> YOUR OBJECTIVE
From the records that follow, copy every line that contains the word "assertion".

————

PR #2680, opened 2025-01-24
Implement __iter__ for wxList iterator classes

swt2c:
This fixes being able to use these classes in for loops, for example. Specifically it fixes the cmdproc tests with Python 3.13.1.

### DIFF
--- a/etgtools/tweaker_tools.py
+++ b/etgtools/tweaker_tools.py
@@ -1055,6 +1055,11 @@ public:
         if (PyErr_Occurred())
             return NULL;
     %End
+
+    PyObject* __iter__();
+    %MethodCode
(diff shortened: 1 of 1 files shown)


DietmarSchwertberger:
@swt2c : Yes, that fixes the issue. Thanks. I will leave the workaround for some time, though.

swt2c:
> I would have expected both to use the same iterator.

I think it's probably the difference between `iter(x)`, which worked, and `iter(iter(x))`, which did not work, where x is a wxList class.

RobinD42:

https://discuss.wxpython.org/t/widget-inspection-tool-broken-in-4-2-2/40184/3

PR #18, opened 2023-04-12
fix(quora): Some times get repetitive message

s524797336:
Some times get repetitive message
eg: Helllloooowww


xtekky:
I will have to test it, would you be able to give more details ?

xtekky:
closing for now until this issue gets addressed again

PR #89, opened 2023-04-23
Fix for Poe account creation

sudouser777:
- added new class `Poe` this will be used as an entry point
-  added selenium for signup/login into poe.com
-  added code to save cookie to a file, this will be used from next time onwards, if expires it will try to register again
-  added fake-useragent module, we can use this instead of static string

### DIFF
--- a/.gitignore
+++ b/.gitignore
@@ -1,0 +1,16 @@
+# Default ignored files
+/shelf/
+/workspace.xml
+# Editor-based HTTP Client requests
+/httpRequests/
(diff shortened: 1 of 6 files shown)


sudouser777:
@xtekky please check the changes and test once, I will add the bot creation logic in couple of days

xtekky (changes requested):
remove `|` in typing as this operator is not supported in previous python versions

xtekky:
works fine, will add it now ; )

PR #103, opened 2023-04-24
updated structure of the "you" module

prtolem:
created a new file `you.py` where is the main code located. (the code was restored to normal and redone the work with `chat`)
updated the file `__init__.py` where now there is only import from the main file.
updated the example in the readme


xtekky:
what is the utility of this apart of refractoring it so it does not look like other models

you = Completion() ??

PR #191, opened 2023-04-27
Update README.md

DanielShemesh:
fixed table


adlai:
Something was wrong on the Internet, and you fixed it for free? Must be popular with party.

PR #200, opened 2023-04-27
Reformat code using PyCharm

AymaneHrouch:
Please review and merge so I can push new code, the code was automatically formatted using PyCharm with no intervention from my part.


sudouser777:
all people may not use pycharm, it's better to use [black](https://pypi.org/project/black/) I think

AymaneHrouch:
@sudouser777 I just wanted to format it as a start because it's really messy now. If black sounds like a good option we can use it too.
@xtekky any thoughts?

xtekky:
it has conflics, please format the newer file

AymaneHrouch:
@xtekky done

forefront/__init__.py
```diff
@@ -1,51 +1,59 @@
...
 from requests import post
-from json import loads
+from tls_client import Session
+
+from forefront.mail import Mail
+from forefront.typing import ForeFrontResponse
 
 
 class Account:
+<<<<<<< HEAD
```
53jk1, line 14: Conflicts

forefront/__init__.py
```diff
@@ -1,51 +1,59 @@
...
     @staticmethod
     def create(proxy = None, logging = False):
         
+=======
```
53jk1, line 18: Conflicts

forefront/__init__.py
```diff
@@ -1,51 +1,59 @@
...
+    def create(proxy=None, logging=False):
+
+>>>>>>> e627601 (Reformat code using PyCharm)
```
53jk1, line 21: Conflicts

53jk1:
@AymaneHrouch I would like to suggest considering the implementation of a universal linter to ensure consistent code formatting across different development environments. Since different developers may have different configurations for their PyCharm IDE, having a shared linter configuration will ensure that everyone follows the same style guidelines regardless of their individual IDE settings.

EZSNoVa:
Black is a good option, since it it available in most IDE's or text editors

————

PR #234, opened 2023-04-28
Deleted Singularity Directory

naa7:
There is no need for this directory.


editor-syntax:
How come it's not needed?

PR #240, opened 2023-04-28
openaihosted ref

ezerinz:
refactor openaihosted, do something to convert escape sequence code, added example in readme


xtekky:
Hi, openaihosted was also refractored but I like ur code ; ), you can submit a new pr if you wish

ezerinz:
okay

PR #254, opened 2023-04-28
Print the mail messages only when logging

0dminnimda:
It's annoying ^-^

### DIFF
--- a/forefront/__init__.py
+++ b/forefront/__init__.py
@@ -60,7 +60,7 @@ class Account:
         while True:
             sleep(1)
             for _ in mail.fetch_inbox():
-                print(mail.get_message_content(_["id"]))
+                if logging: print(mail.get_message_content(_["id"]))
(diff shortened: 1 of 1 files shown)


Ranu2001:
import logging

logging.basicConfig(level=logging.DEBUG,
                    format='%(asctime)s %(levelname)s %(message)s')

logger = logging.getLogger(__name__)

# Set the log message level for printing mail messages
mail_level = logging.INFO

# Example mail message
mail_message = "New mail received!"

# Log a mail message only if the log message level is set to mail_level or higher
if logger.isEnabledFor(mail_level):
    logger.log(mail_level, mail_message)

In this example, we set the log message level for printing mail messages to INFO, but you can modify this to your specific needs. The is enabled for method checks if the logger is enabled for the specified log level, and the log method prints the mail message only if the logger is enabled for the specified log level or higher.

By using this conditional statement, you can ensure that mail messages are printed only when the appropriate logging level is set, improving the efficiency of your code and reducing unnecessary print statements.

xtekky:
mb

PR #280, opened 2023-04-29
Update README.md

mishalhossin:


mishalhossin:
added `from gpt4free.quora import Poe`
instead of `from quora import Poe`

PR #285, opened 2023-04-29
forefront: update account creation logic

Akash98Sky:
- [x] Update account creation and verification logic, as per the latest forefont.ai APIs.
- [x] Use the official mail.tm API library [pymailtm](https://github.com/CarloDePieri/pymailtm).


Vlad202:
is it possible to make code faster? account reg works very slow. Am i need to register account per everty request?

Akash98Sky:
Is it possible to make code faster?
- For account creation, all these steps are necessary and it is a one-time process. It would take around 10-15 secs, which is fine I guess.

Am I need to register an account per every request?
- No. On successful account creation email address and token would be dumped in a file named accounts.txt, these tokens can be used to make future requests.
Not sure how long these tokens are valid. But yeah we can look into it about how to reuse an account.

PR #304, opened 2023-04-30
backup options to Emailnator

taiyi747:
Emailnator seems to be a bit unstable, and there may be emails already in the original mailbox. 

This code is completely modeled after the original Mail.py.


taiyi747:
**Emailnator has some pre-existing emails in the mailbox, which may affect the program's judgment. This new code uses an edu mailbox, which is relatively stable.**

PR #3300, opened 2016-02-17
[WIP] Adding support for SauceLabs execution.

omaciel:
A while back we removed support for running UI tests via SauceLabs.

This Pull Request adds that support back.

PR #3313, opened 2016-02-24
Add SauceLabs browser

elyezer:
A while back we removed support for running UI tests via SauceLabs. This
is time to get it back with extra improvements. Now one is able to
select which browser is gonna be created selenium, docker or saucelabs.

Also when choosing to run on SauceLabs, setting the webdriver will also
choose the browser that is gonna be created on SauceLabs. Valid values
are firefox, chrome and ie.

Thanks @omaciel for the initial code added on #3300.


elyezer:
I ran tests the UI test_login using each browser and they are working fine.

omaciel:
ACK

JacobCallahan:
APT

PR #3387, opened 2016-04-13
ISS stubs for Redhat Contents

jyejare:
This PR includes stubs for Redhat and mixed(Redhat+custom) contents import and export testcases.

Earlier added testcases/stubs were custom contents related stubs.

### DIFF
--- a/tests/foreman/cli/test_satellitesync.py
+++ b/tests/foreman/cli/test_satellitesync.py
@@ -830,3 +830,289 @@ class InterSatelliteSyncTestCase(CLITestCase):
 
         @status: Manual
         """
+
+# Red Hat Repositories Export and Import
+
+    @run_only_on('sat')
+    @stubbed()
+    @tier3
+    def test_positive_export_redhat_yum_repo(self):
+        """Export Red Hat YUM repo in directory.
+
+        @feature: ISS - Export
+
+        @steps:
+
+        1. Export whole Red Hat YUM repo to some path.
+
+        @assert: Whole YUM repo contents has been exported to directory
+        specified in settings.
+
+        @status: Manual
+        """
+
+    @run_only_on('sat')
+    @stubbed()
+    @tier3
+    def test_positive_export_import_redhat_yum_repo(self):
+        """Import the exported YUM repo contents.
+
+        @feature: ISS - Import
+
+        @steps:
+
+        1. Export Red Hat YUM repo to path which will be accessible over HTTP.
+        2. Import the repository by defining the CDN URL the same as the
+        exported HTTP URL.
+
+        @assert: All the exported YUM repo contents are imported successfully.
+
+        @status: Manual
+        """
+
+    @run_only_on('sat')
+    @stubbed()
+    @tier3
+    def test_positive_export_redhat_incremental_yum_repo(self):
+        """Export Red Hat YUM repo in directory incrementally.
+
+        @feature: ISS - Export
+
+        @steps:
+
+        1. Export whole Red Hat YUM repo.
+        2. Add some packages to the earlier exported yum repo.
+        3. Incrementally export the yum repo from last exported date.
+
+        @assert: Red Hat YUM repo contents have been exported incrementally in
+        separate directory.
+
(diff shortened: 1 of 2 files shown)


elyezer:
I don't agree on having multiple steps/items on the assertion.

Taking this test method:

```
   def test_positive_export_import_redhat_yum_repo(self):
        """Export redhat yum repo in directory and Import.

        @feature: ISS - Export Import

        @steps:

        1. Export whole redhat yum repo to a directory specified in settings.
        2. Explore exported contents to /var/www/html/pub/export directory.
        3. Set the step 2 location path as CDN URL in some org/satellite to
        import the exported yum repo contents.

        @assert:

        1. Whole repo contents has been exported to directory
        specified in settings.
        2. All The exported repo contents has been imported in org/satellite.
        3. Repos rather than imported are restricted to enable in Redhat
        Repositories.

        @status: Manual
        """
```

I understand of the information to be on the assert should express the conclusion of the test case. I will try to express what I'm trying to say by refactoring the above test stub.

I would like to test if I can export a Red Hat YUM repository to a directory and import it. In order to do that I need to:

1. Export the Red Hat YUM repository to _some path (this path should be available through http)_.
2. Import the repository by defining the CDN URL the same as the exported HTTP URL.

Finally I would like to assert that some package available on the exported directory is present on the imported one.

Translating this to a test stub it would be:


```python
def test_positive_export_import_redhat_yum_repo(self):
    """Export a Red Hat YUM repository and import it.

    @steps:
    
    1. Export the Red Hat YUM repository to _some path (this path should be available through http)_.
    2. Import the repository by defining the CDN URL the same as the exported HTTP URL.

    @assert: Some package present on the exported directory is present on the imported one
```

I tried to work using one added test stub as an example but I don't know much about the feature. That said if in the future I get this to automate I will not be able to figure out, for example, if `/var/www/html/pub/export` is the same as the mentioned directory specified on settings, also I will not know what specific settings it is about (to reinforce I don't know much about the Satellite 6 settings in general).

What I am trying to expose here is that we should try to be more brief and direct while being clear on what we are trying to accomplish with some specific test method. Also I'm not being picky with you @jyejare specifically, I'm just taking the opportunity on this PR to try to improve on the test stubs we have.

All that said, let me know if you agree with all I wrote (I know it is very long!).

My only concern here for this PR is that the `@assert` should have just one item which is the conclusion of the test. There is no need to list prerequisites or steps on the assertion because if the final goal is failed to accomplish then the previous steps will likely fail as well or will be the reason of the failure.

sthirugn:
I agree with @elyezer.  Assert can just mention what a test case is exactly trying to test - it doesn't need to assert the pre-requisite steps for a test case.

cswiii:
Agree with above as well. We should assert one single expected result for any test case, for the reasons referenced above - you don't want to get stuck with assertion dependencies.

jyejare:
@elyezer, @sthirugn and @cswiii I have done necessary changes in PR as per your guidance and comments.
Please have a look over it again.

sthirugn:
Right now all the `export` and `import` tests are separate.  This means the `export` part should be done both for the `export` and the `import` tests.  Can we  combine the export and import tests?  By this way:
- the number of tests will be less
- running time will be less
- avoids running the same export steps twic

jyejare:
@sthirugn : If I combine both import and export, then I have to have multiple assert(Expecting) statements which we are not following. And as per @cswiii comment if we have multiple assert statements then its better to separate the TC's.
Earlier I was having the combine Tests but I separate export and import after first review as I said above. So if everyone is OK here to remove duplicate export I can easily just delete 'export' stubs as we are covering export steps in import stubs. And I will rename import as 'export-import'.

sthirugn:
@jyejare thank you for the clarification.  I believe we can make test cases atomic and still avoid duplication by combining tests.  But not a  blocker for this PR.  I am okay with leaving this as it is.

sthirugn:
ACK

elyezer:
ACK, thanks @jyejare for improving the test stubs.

————

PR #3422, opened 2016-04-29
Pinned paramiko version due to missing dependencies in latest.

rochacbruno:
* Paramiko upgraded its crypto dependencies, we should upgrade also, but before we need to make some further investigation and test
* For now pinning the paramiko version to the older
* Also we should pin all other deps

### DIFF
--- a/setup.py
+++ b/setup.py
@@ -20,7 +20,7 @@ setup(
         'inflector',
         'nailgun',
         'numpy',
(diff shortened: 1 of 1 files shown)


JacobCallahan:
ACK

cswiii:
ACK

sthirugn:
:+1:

————

> ANSWER TO THE EXERCISE
I don't agree on having multiple steps/items on the assertion.
My only concern here for this PR is that the `@assert` should have just one item which is the conclusion of the test. There is no need to list prerequisites or steps on the assertion because if the final goal is failed to accomplish then the previous steps will likely fail as well or will be the reason of the failure.
Agree with above as well. We should assert one single expected result for any test case, for the reasons referenced above - you don't want to get stuck with assertion dependencies.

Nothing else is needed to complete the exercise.